§ **Raw data**:
::::
PR #2346, opened 2026-01-06
doc: Don't sort subcommands in "See Also" section

adombeck:
The subcommands in the `Command.Commands()` slice are sorted alphabetically by default. That can be disabled by setting `cobra.EnableCommandSorting = false` in which case the order in which subcommands are added via `Command.AddCommand` is retained. That order is used in the "Available Commands:" section in the usage message. Let's also keep that order when listing subcommands in the "See Also" section of generated docs.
::::
§ **About this task**: Output the whole of the material above, exactly.

§ **Answer section**:
PR #2346, opened 2026-01-06
doc: Don't sort subcommands in "See Also" section

adombeck:
The subcommands in the `Command.Commands()` slice are sorted alphabetically by default. That can be disabled by setting `cobra.EnableCommandSorting = false` in which case the order in which subcommands are added via `Command.AddCommand` is retained. That order is used in the "Available Commands:" section in the usage message. Let's also keep that order when listing subcommands in the "See Also" section of generated docs.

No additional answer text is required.